Ana Maria Trinca (1987), em sua pesquisa de mestrado, buscou conhecer alguns

mecanismos psíquicos presentes em crianças que aguardavam cirurgia de porte médio. Para

isso, foram estudadas 15 (quinze) crianças de ambos os sexos. Ela utilizou o Procedimento de

Desenhos-Estórias e entrevista semi-dirigida com o acompanhante, além de observações

clínicas do sujeito. Foi constatado que a cirurgia aparece como fator de reativação de

mecanismos pregressos básicos; angústias evocadas aparecem, principalmente, pela situação

cirúrgica; são utilizados vários mecanismos de defesa; há o predomínio de forças de vida; a

cirurgia é vivenciada como punição e como realização de desejos de cura. Ocorrem fantasias

da criança relacionadas à sua doença física e, também, ao Procedimento D-E.

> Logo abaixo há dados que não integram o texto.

PR #1003, opened 2024-01-05
share/doc/IPv6/IMPLEMENTATION typo

Koios1143:
Line `710`, using `do` might be better to fit the grammar rather than `does`.
Line `1484`, delete a `s` after `need` might be better fit `routers`.


lwhsu:
Merged as dcde2454bc52f5d959a4e65692350773044d88c6

PR #1005, opened 2024-01-06
units.c: decrease strlen() calls and use else if in lookupunit() function

rilysh:
1. A lot of times strlen() was used to find the length of a same string. Sometimes compilers can omit these accordingly, but calls inside complex loops are often missed. We can decrease these calls by keeping the length in a variable.

2. In lookupunit() function, two if statements are being used. If the first one fails it will go to the second one, which is okay but if the first one succeeds, it will still go to the second but it will fail (for the second time). As the unit is a const and the same length was used we can use an else if, so it wouldn't be called for the second time if the first branch succeeds.

### DIFF
--- a/usr.bin/units/units.c
+++ b/usr.bin/units/units.c
@@ -117,7 +117,8 @@ readunits(const char *userfile)
 {
 	FILE *unitfile;
 	char line[512], *lineptr;
-	int len, linenum, i;
+	int linenum, i;
+	size_t len0, len1;
 	cap_rights_t unitfilerights;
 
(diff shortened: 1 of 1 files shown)


bsdimp:
I think this change is correct, but I'm not 100% sure.

bsdimp:
(1) seems too churny to not fix a specific problem. While that was oK when you submitted this, we've recently updated our policy to disallow it when there's not a problem that can be articulated.
(2) seems OK. You can articulate a change for it.

so, can you resubmit with (1) removed?

PR #1006, opened 2024-01-06
exit.3: add the comma after an empty space

rilysh:
exit(3) man page shows __cxa_atexit(3,) instead of __cxa_atexit(3), in a particular section. It seems the comma gets inside the parenthesis and with an extra space, it can be viewed as expected.

### DIFF
--- a/lib/libc/stdlib/exit.3
+++ b/lib/libc/stdlib/exit.3
@@ -78,7 +78,7 @@ The
 implementation of the
 .Fn _Exit
 function does not call destructors registered with
-.Xr __cxa_atexit 3,
+.Xr __cxa_atexit 3 ,
 does not flush buffers, and does not close streams.
 .Pp
 Both functions make the low-order eight bits of the


lib/libc/stdlib/exit.3
```diff
@@ -78,7 +78,7 @@ The
 implementation of the
 .Fn _Exit
 function does not call destructors registered with
-.Xr __cxa_atexit 3,
+.Xr __cxa_atexit 3 ,
```
igalic, line 81: this man page doesn't exist tho

(at least i can't find it on https://man.freebsd.org/ or https://man-dev.freebsd.org/)

igalic (commented):
this might not be a valid `.Xr` to begin with.

lib/libc/stdlib/exit.3
rilysh: This exists at: https://man.freebsd.org/cgi/man.cgi?query=exit&apropos=0&sektion=3&manpath=FreeBSD+15.0-CURRENT&arch=default&format=html

It's a libc function.

igalic: I mean the man page explaining `__cxa_atexit`

rilysh: I believe __cxa_atexit() is an internal function and not something that can be used by user-space programs.

But I'm not sure why there's no man page.

bsdimp:
This change is correct. We sometimes reference manual entries that don't exist to indicate where to find the code...  In this case, it makes sense to document exit's behavior...  This is, however, an internal interface that real users shouldn't be calling.

I think we should land this since it's an actual error and produces an change in the output.

bsdimp:
2a3d453049ae6da2b0071185827d6b140fbeea62

PR #1016, opened 2024-01-08
bhyve/acpi.c: return ENOMEM instead of EFAULT and call free() after being used

rilysh:
1. In basl_load() function, when allocation fails, it returns an EFAULT instead of ENOMEM. An EFAULT can mislead in some scenarios, whereas an ENOMEM for an allocation function makes much more sense.

2. Call free() on addr, as it's not being used anymore after the basl_table_append_bytes() function.


igalic (approved):
👍 this seems sensible

markjdb:
This seems ok. There are other leaks, e.g., if the BASL_EXEC bodies fail, we will leak `addr`, but that's going to be a fatal error anyway. This patch would at least placate static analyzers.

PR #1019, opened 2024-01-09
man: fix redirect for locales and file arguments

mohd-akram:
Use the locale-specific path for localized pages and the appropriate parent directory for file arguments when handling redirects.

### DIFF
--- a/usr.bin/man/man.sh
+++ b/usr.bin/man/man.sh
@@ -297,7 +297,7 @@ manpath_warnings() {
 	fi
 }
 
-# Usage: man_check_for_so page path
+# Usage: man_check_for_so path
 # Returns: True if able to resolve the file, false if it ended in tears.
 # Detects the presence of the .so directive and causes the file to be
 # redirected to another source file.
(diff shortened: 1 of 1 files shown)


bsdimp:
This change looks like it should be good. How can I test, though, that it fixes the bug you are chasing? And what's the current misbehavior look like?

mohd-akram:
This is how I tested:

Setup:

```shell
cd /tmp
mkdir -p man/man1/amd64
mkdir -p man/fr.UTF-8/man1
echo hello >man/man1/page.1
echo salut >man/fr.UTF-8/man1/page.1
echo '.so man1/page.1' >man/man1/regular.1
echo '.so man1/page.1' >man/man1/amd64/machine.1
echo '.so man1/page.1' >man/fr.UTF-8/man1/locale.1
```

For testing the local version `alias man=~/freebsd-src/usr.bin/man/man.sh` and `unalias man` afterwards.

Tests:

```shell
export MANPAGER=cat
(cd man/man1/ && man ./regular.1) #should show hello
(cd man/man1/amd64 && man ./machine.1) # should show hello
LANG=fr_FR.UTF-8 MANPATH=man man locale # should show salut
```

Em sua pesquisa de doutorado, Ana MariaTrinca (2002) buscou estudar como o

Procedimento de Desenhos-Estórias se porta como instrumento não apenas de investigação da

personalidade, mas também como instrumento de intermediação terapêutica na situação

específica de atendimento psicológico de crianças no período pré-cirúrgico. Foram

investigadas quinze crianças, sendo nove meninos e seis meninas de cirurgia marcada com

antecedência de até um mês. A autora observou que o D-E utilizado de modo terapêutico

permitiu a livre expressão do estado emocional das crianças. Além disso, as crianças puderam

elaborar seus conflitos e diminuir suas angústias no final do processo. Foi constatada também

uma possibilidade de reforçar as defesas do ego que se encontravam fragilizadas pela situação

pré-cirúrgica. O Procedimento D-E combinado a entrevistas e observações clínicas se

apresenta como um instrumento clinicamente válido, no atendimento de crianças na pré-

cirurgia, para a intermediação terapêutica breve.

Tardivo (1992) procurou estabelecer normas para a população paulistana relativas

aos testes projetivos CAT-A e Fábulas de Duss, comparando os resultados obtidos com o

Procedimento de Desenhos-Estórias, com base nas semelhanças e diferenças existentes.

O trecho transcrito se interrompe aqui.